Can Stan’s optimizing function be used as a computationally pragmatic way of running k-fold cross validation on models that are fitted to very large datasets?
An example:
I have several binomial models that I wish to fit to a dataset that contains approximately 420,000 observations. The models vary in complexity. Some contain only a couple of parameters. Others also contain multiple random effects and could be estimating as many as 1000 parameters in total. I’ve had to up the adapt_delta (to 0.99), lower the stepsize (to 0.1), and increase max tree depth to 15 to minimise divergent transitions. As you’d expect the models are somewhat slow ranging from a day to as much two weeks to complete 2000 iterations (average tree depth approximately 11 or 12). This is also after using all the tricks (non-centered parameterisation, vectorising etc).
The aim is to use the cross validation procedure to choose the “best” predictive model according the average logloss.

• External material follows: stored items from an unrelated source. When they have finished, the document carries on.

PR #736, opened 2026-08-03
Feature Quantization [4/5]: Read updated TFRecords

jchmura-sc:
**Purpose**
The purpose of this PR is to make the read-side changes for feature quantization:
- graph metadata translator reads feature quantization proto and constructs `FeatureQuantizationMetadata`
- tfrecord data build reads quantized node feature tfrecord raw bytes and converts back to uint8

**Context**
- #733
- #734
- #735
- #736 
- #737 


gigl/distributed/utils/serialized_graph_metadata_translator.py
```diff
@@ -30,22 +32,94 @@ def _build_serialized_tfrecord_entity_info(
...
+        quantization_metadata (Optional[FeatureQuantizationMetadata]): Quantization
+            metadata for a node entity, when its features are quantized.
     Returns:
         SerializedTFRecordInfo: Stored metadata for current entity
     """
+    if quantization_metadata is not None:
+        if not isinstance(
+            preprocessed_metadata, PreprocessedMetadata.NodeMetadataOutput
+        ):
+            raise ValueError("Quantization is supported only for node entities.")
```
kmontemayor2-sc: Can we add a TODO to support edge feats here too?

gigl/distributed/utils/serialized_graph_metadata_translator.py
```diff
@@ -30,22 +32,94 @@ def _build_serialized_tfrecord_entity_info(
...
+        )
+
+        feature_keys_to_load: list[str] = []
+        # Identify non-quantized feature fields to load from float storage.
+        for key in preprocessed_metadata.feature_keys:
+            key_indices = set(range(*feature_index[key]))
+            quantized_key_indices = key_indices.intersection(quantized_indices)
+            if not quantized_key_indices:
+                feature_keys_to_load.append(key)
+            elif quantized_key_indices != key_indices:
```
kmontemayor2-sc: Hmmm, do we do some set comparison a bunch in this hot loop?

I guess I'm not sure how much it matters in practice

gigl/distributed/utils/serialized_graph_metadata_translator.py
```diff
@@ -30,22 +32,94 @@ def _build_serialized_tfrecord_entity_info(
...
     )
 
 
+def _build_feature_quantization_metadata(
+    quantized_metadata: PreprocessedMetadata.FeatureQuantizationMetadata,
+    feature_dim: int,
+) -> FeatureQuantizationMetadata:
+    state = quantized_metadata.WhichOneof("state")
+
+    neg_mean = pos_mean = clip_min = clip_max = None
```
kmontemayor2-sc: nit can we add types, I also have some style preference against these multi delcarations

kmontemayor2-sc (approved):
Thanks Jacob!

gigl/distributed/utils/serialized_graph_metadata_translator.py
jchmura-sc: Sounds good, added

gigl/distributed/utils/serialized_graph_metadata_translator.py
jchmura-sc: I don't think this is in the hot path? It only runs once during startup per node type?

But yeah this is defensive, and should not occur since we [only support quantizing scalar features](https://github.com/Snapchat/GiGL/blob/42676f5f8707243222ab9a93438995e73eba2db7/gigl/src/data_preprocessor/lib/transform/feature_quantization.py#L196).

Still, I'll simplify this to a `len` comparison which will be equivalent given that `quantized_key_indices` is a subset of `key_indices`

gigl/common/data/dataloaders.py
```diff
@@ -44,6 +45,10 @@ class SerializedTFRecordInfo:
     feature_dim: int
     # Entity ID Key for current entity. If this is a Node Entity, this must be a string. If this is an edge entity, this must be a Tuple[str, str] for the source and destination ids.
     entity_key: Union[str, Tuple[str, str]]
+    # Packed uint8 feature name to load for the current node entity.
+    packed_feature_key: Optional[str] = None
+    # Number of packed uint8 columns for the current node entity.
+    packed_feature_dim: int = 0
```
mkolodner-sc, line 51: should we have some __post_init__ which validates that the packed feature dim is valid?

gigl/distributed/utils/serialized_graph_metadata_translator.py
```diff
@@ -30,22 +32,100 @@ def _build_serialized_tfrecord_entity_info(
...
+    feature_dim: int,
+) -> FeatureQuantizationMetadata:
+    state = quantized_metadata.WhichOneof("state")
+
+    neg_mean: Optional[float] = None
+    pos_mean: Optional[float] = None
+    clip_min: Optional[float] = None
+    clip_max: Optional[float] = None
+    if state == "single_bit_state":
+        bits = 1
```
mkolodner-sc, line 108: qq -- do we actually end up using bits in any meaningful way?

mkolodner-sc (approved):
Thanks Jacob! Generally LGTM with some small comments :)

gigl/distributed/utils/serialized_graph_metadata_translator.py
jchmura-sc: It's ultimately needed to dequantize:

https://github.com/Snapchat/GiGL/blob/9aaa791d07b134768ea33d2e47b4c113e7e2b55c/gigl/common/utils/feature_quantization/torch_ops.py#L27-L51

gigl/common/data/dataloaders.py
jchmura-sc: Hmm, maybe not super necessary?

The packed feature dim is derived from QuantizationMetadata fields which are valided: https://github.com/Snapchat/GiGL/blob/9aaa791d07b134768ea33d2e47b4c113e7e2b55c/gigl/types/graph.py#L154

And we also catch unexpected packed dimension directly (albeit a bit later) https://github.com/Snapchat/GiGL/blob/9aaa791d07b134768ea33d2e47b4c113e7e2b55c/gigl/common/utils/feature_quantization/torch_ops.py#L20-L25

My question is this: Is there any major problem with just estimating the maximum likelihood estimate for logloss (my measure of predictive performance) for all folds using stan’s optimizing()
function?
I understand that this restricts me to point estimates, but given the computation is soo intensive it is an option considered only out of pragmatism and potential statistical naivety. I’ve ran tests where I have fitted a model using stan()

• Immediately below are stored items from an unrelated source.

PR #737, opened 2026-08-04
Feature Quantization [5/5]: Distributed Integration

jchmura-sc:
**Purpose**
The purpose of this PR is to integrate feature quantization into our distributed data, loading, partioning, and sampling setup:
- graph partitioner partitions quantized node feature using node partion book
- neighbor samplers fetch quantized node features over rpc during subgraph hydration
- dataloaders dequantize/reconstruct node feature during collate_fn on gpu
- distributed dataset takes quantization metadata (to pass down to dataloaders) and new quantized node feature store

**Context**
- #733
- #734
- #735
- #736 
- #737 


gigl/distributed/graph_store/remote_dist_dataset.py
```diff
@@ -66,6 +67,29 @@ def fetch_node_feature_info(
...
+
+    @property
+    def node_quantization_metadata(
+        self,
+    ) -> Union[
+        FeatureQuantizationMetadata,
+        dict[NodeType, FeatureQuantizationMetadata],
+        None,
+    ]:
+        return self.fetch_node_quantization_metadata()
```
kmontemayor2-sc: we don't have the @property for the rest of these, specifically so that we can clarify we're making a network call.

Maybe for this small stuff it's not a big deal, but shall we stay in accordance with the existing pattern?

gigl/distributed/utils/neighborloader.py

and again using optimising()
and the results for logloss and log_gamma were similar. But the standard deviation for the random effect census
seemed to be severely underestimated. I saw a similar pattern (but more severe when I tried using stan’s vb()
function.
OPTIMIZING RESULTS (took about 1 minute)
fit variable
1 -3.522142e+00 log_gamma
2 6.936385e-08 sigma_log_census_err
3 1.000000e+00 census_err[1]
4 1.000000e+00 census_err[2]
5 1.000000e+00 census_err[3]
6 3.973856e-01 logloss_heldout
STAN FIT - (took about 48 hours)
mean se_mean sd 2.5% 25% 50% 75% 97.5% n_eff Rhat
log_gamma -3.4034 0.0442 0.5280 -3.9855 -3.6131 -3.5024 -3.3448 -1.9677 143 1.0223
sigma_log_census_err 0.5318 0.0443 0.6758 0.1126 0.2106 0.3335 0.5427 2.3883 233 1.0171
census_err[1] 1.1612 0.0294 0.4148 0.2530 1.0065 1.1733 1.3132 1.8968 198 1.0098
census_err[2] 0.9306 0.0236 0.3324 0.2018 0.8032 0.9416 1.0513 1.5309 198 1.0098
census_err[3] 0.8000 0.0203 0.2863 0.1741 0.6900 0.8077 0.9047 1.3145 199 1.0097
logloss_heldout 0.3954 0.0000 0.0000 0.3954 0.3954 0.3954 0.3954 0.3955 2357 0.9994
lp__ -152130.1249 0.1006 1.9768 -152134.7349 -152131.1996 -152129.8003 -152128.7560 -152127.1008 386 1.0170
Based on these results I’m guessing that I shouldn’t rely on the optimizing function to accurately estimate logloss. And I’m guessing that the approach isn’t useful for hierarchical models (i.e. with random variables) because of the problem of estimating their variances.
If this is not the approach to take, and one wants to undertake true cross validation and not approximate it, are there faster alternatives that don’t involve reducing the dataset? Does stan still plan to implement RHMC anytime soon?
Note: The plan would be to still use full Bayes (i.e. stan()
) on the “best” model for examining parameter effects and general model inference.